In my previous post, I discussed how cloud-based APIs are redefining everything we do in the digital world. Plugging into APIs optimizes productivity and helps companies focus on their core business offering while not having to build out every functionality on their own. Innovation is quintessential to success today, and leveraging APIs will help companies expedite solving critical business problems. Let’s consider commerce. There are myriad paths to purchase and APIs can help every step of the way. Here are three particular examples:


There are so many things to buy. How do you narrow down the choices to what’s the right thing for you? How do you make it easier to find the right black sweater for you? Technology plays a big role here. If you can leverage your social profile and technologies like AI and machine learning, discovery can become much more fruitful, beneficial, and satisfying.

Discovery has always been a problem with shopping. Department stores tried to address this by providing a larger assortment, a broader basket of goods to choose from, while having more assistants on the floor to guide and assist you in the discovery process. There are buyers and other players on the back-end who curate products based on demography. The buyers know their customers well and can select the products they know their audience will appreciate.

People-based curation has now been replaced by technology-based recommendation. Its impact has been profound – not just online but also in the physical store. You now see a lot fewer assistants on the floor because stores know that their customers have done a lot of the research online. Innovative companies like Nordstrom plug into the Nordstrom API and display the most “pinned” and popular products in their stores. It not only merges the online and in-store experiences but also enables most social shopping.

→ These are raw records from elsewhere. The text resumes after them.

PR #910, opened 2024-02-01
feat(examples): Linearlite multiple projects

samwillis:
To do:

- [x] UI for new projects (currently its using a Browser prompt input)
- [x] Show/hide the sync button when a project is synced (Requires sync status api)
- [x] Unsync project button (Requires an unsung api)


msfstef:
@samwillis updated the project to be ready for the unsub and status APIs

I also updated the `load-data` script to also use a `projects.json` file and assign each issue to a random project - I know that the issues don't match the project names but it makes it easier to get a good feel of multi-project syncing

samwillis:
> I also updated the `load-data` script to also use a `projects.json` file and assign each issue to a random project - I know that the issues don't match the project names but it makes it easier to get a good feel of multi-project syncing

Sounds good for now. We should make a script that produces a dump from a public GutHub using its api. Then we can have multiple "real" projects in there.

msfstef:
@samwillis @kevin-dp could you have a quick look at this PR so we merge Linearlite multiproject? I want to deploy it with 0.12.1 but I'd rather merge the multiproject work first and update the version as soon as we release

examples/linearlite/.eslintrc.cjs
```diff
@@ -27,5 +27,12 @@ module.exports = {
       { allowConstantExport: true },
     ],
   },
-  ignorePatterns: ['**/*/mock.ts', 'dist', '.eslintrc.cjs', 'src/generated/*'],
+  ignorePatterns: [
+    '**/*/mock.ts',
+    'db/**/*',
+    'src/generated/*',
+    'src/generated/client/**/*',
```
kevin-dp, line 34: is there anything in `src/generated` we want to keep?
If not, we can go with one rule: `src/generated/**/*`

examples/linearlite/db/load_data.js
```diff
@@ -28,6 +40,17 @@ async function makeInsertQuery(db, table, data) {
   `)
 }
 
+async function upsertProject(db, data) {
+  const columns = Object.keys(data)
+  const columnsNames = columns.join(', ')
+  const values = columns.map((column) => data[column])
+  return await db.query(sql`
+    INSERT INTO project (${sql(columnsNames)})
```
kevin-dp, line 48: Would be safest if all queries quote the table and column names because otherwise this won't work if some tables have uppercase letters.

kevin-dp (approved):
Great work, all seems good 👍

examples/linearlite/.eslintrc.cjs
msfstef: whoops, rebase artefact!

Search is an aspect of discovery that is a rather inefficient way of discovering the right product since you need to click on every link to find the right one. The value of search for the first level of discovery has increased because the number of products has increased, and the number of people providing similar products has increased. Algorithms that are better at inferring what a consumer is searching for provide increasingly better search results, while supporting information and simple visualization aim to make the search-based discovery process more productive for the consumer.


You might discover a set of sweaters online that you like, but if you are living in Seattle versus living in Maine, the type of sweater that is suitable and relevant for you is going to be different. The sweater that you desire may also have something  to do with your specific profile, demographic, even mood.

Context is more of a micro-demographic, a micro-profile. The music that appeals to you walking down the street is different from the music that appeals to you at work. The same goes for products. If you’re looking for a pair of speakers, the context of where those fit in is important. The discovery process when refined with context becomes even more relevant and salient for what is important to the consumer.

The standardization of attributes and categorization of products can help here, making discovery more efficient. On the context side, your needs, wants, desires, views and so on can be declared or inferred. Think about Netflix, how it learns about you and makes increasingly personalized and relevant suggestions over time.

Context is an elegant compliment to the discovery problem, where sometimes you just need brute force to infer the consumers’ preferences. However, if you’re able to declare in a secure and private way what you’re looking for, then it’s easy for businesses to tell you what to start off with.

Ideally, every person should have a personal API that s/he can control. You spend enough time telling whoever is out there what you like and prefer. Although Facebook has done a great job of compiling our personal profiles, we have little control over it, and it’s only available to entities Facebook says it’s okay to expose it to. But what if you owned your Facebook profile or something like it, and shared it and exposed it to valuable services. That would be ideal – a personal profile API.

Every product should have standardized attributes and we should have our own personal standardized attributes as well. Now there’s a business opportunity!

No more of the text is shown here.